Behavioral Measures of Memory

On average, collapsing across all confidence levels, subjects successfully remembered 66.5% ± 2.3% of all test questions 3 weeks after viewing the movie (Figure 1B). To verify that performance on our memory test cannot be deduced simply from the cues themselves, in a separate behavioral study (Furman et al., 2007), we found that subjects (n = 8) who did not view the movie attained a chance hit rate of 53% ± 2% correct (i.e., 41 ± 2 correct answers out of 77; see Figure 1B, dotted line). Separating the analysis across confidence levels revealed that, on average, 71.4% ± 5.8% of cued recall answers, 85.9% ± 3.6% of high-confidence recognition (HCR) answers, 65.7% ± 3.9% of low confidence recognition (LCR) answers, and 49.3% ± 3.1% of “guess” answers were correct (Figure 1B). For the fMRI subsequent memory analyses, “remembered” responses were limited to correct HCR and cued recall responses (Davachi et al., 2001; Wagner et al., 1998) while “missed” responses included all incorrect recognition answers across confidence levels.

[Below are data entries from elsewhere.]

PR #10761, opened 2022-06-25
Fix regression introduced in #10709

### LINKED ISSUE #10734: Regression: 2.6 sets human players to Weak AI in network host screen.
### Reproduction Steps

1. Start a local game on Imperialism 1974 Board Game. Observe this screen:

image

2. Start a network game on the same map. Observe this screen:

image

Notably, the XML for this map is:

```
		<player name="Blue" optional="true" canBeDisabled="true"/>
		<player name="Red" optional="true" canBeDisabled="true"/>
		<player name="Green" optional="true" canBeDisabled="true"/>
		<player name="Yellow" optional="true" canBeDisabled="true"/>
		<player name="Orange" optional="true" canBeDisabled="true"/>
		<player name="Cyan" optional="true" canBeDisabled="true"/>
		<player name="Purple" optional="true" canBeDisabled="true"/>
		<player name="Brown" optional="true" canBeDisabled="true"/>
		<player name="Neutrals" optional="true" defaultType="DoesNothing" isHidden="true"/>
```
So, the problems on the network screen are:
  1. WeakAI set as the non-Neutrals players, instead of Human.
  2. HardAI instead of "Does Nothing AI" set as the Neutrals player.

### Engine Version
The above screenshots are from 2.6 prerelease.

When using 2.5, the network game screen is as follows instead:
Screen Shot 2022-06-23 at 11 20 27 PM

So the WeakAI change in 2.6 is incorrect, and both 2.5 and 2.6 are setting the `defaultType="DoesNothing"` to "Hard AI" incorrectly.

RoiEXLab:

Closes #10734
The "null" mapping meant that the first item in the list was selected by default and the human player was no longer the first item after this change.

### DIFF
--- a/game-app/game-headed/src/main/java/games/strategy/engine/framework/startup/mc/HeadedPlayerTypes.java
+++ b/game-app/game-headed/src/main/java/games/strategy/engine/framework/startup/mc/HeadedPlayerTypes.java
@@ -58,8 +58,9 @@ public class HeadedPlayerTypes {
 
   public static Collection<PlayerTypes.Type> getPlayerTypes() {
     return Stream.of(
+            List.of(HUMAN_PLAYER),
             PlayerTypes.getBuiltInPlayerTypes(),
-            List.of(HUMAN_PLAYER, CLIENT_PLAYER, getDoesNothingType(), getFlowFieldType()))
+            List.of(CLIENT_PLAYER, getDoesNothingType(), getFlowFieldType()))
         .flatMap(Collection::stream)
         .filter(HeadedPlayerTypes::filterBetaPlayerType)
         .collect(Collectors.toList());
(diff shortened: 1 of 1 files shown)


DanVanAtta (approved):

game-app/game-headed/src/main/java/games/strategy/engine/framework/startup/mc/HeadedPlayerTypes.java
```diff
@@ -58,8 +58,9 @@ public Player newPlayerWithName(String name) {
 
   public static Collection<PlayerTypes.Type> getPlayerTypes() {
     return Stream.of(
+            List.of(HUMAN_PLAYER),
```
asvitkine, line 61: Can you add comments about the importance of the order?

PR #10776, opened 2022-06-26
antiDeprecated - DebugMenu.registerMenuCallback

frigoref:
Could someone check if this break backwarts-compatibility and if so how?

DebugMenu.java
-remove deprecated method registerMenuCallback(name, factory) and member variable menuItemsAndFactories
-add (instead) member variable frameFactories and method registerFrameFactory
-add overloaded method registerDebugOptions(playerName, options)
-enhance method renderDebugOption to allow menu item mnemonic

Thus, subjects “remembered” on average 34.1% ± 4.8% of all questions and “missed” on average 33.5% ± 2.4% of all questions, leading to similar statistical power in estimating the response for each condition.

Figure 1
Memory Test and Behavioral Performance

Enhanced Intersubject Correlation during Successful Memory Formation

To detect brain regions exhibiting intersubject correlated temporal patterns of BOLD response during subsequently remembered events, we modified the previously described intersubject correlation analysis to include each subject's behavioral performance. The ISC-SM analysis consisted of the following computational steps (see also flowchart in Figure S1, available online): first, based on each subject's performance on the long-term memory test, each of the 77 events distributed over the length of the movie was labeled as later “remembered” (correct answer, using recall or high-confidence recognition) or “missed” (incorrect recognition answers across all confidence levels). Thus, for any pair of subjects, the labeled segments fell into three pairwise conditions: (1) events both subjects subsequently remembered (blue stripes in Figure 2), (2) events both subjects subsequently missed (gray stripes in Figure 2) and (3) events for which subjects’ responses were different (i.e., one remembered and one missed; mixed stripes in Figure 2). Then, we computed the ISC for each of the conditions: “both subjects remembered,” “both subjects missed” and “subjects responded differently” on a voxel-by-voxel basis for all subject pairs and this resulted in three sets of correlation coefficients (remembered, missed,or different) per voxel. Finally, we compared the resulting correlation coefficients across the different categories to identify voxels showing significantly higher ISC for both remembered compared to both missed events (i.e., voxels in which the BOLD activation was significantly more correlated across subjects during the encoding of movie segments that were later remembered versus those segments that were later missed). The statistical significance of the increased ISC for remembered events was assessed using both parametric t tests (Figure 3; p < 0.05) and a nonparametric permutations test (see below). A 3D randomization technique to estimate a corrected cluster-level confidence for the entire volume was used to correct for multiple comparisons (Forman et al., 1995; Goebel et al., 2006). For more methodological details see Experimental Procedures and Figure S1.

Figure 2
ISC Based on SM
Figure 3
Regions Showing Enhanced ISC during Events Later Successfully Remembered

Plotted in Figure 3 are the results for the ISC-SM analysis after correction for multiple comparisons. The pseudocolor (yellow to orange) represents the average R value of the both remembered correlation coefficients, and they are graphed only in voxels that show a significant ISC-SM effect (both remembered > both missed contrast). Moving from anterior to posterior, these regions include the right temporal pole (BA 38), superior temporal gyrus (STG, BAs 21 and 22), anterior and posterior parahippocampal cortex (PHG, BAs 35 and 36), the temporal parietal junction (TPJ, BA 39), and occipital cortical regions (BAs 18 and 19). A similar map was obtained when comparing both remembered to subjects responded differently (data not shown). The medial prefrontal cortex (mPFC) and the transverse occipital sulcus (TOS) also showed significant ISC-SM effects; however, they did not survive the strict correction for multiple comparisons (see uncorrected map in Figure S2). For the postulated role of these regions in memory formation under the conditions of movie viewing, see Discussion below. Finally, we did not find any brain regions that exhibited the opposite effect of greater ISC for the missed over the remembered events.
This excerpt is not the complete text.